■ **Problem requirements**
Your answer should consist of each line below that contains the string "tkuhlman".

■ **Given records**
═══
PR #57, opened 2019-06-10
handle a case in which an xmlTransform uses an object in which the tr…

jstorer:
…ansform path is not found.

### DIFF
--- a/transform/instance.go
+++ b/transform/instance.go
@@ -376,7 +376,8 @@ func (ot *objectTransformer) objectTransformXML(in interface{}, modifier pathMod
 		path = modifier(path)
 	}
 
-	// For the object use a transform if it exists, if the transform does not find a node it will return nil
+	// For the object use a transform if it exists, if the transform does not find a node it will return nil unless a
+	// default value is specified in which case the default value will be returned
 	if ot.transforms != nil {
 		rawValue, err := ot.transforms.transform(in, "object", modifier, ot.format)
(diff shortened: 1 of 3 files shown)


transform/instance.go
```diff
@@ -390,8 +392,8 @@ func (ot *objectTransformer) objectTransformXML(in interface{}, modifier pathMod
 			if len(v) > 0 {
 				in = v[0]
 			}
-		default:
-			return nil, errors.New("non xml node returned from object transform")
+		case nil:
+			foundTransformObjectNode = false
```
tkuhlman: I don't see how using this bool is effectively any different than just `return ot.defaultValue, nil`

transform/instance.go
```diff
@@ -369,20 +369,24 @@ func (ot *objectTransformer) objectTransformJSON(in interface{}, modifier pathMo
...
 
-	// For the object use a transform if it exists or the default or an empty map
+	// For the object use a transform if it exists, if the transform does not find a node it will return nil
 	if ot.transforms != nil {
 		rawValue, err := ot.transforms.transform(in, "object", modifier, ot.format)
 		if err != nil {
 			return nil, err
 		}
 
+		if rawValue == nil {
```
tkuhlman: Looks good, my only thought is what happens if the transform comes up empty but a default value is set. I think on the JSON side in such a case the default value is used for the object value and then the children transformations proceed.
═══
■ **Response**
tkuhlman: I don't see how using this bool is effectively any different than just `return ot.defaultValue, nil`
tkuhlman: Looks good, my only thought is what happens if the transform comes up empty but a default value is set. I think on the JSON side in such a case the default value is used for the object value and then the children transformations proceed.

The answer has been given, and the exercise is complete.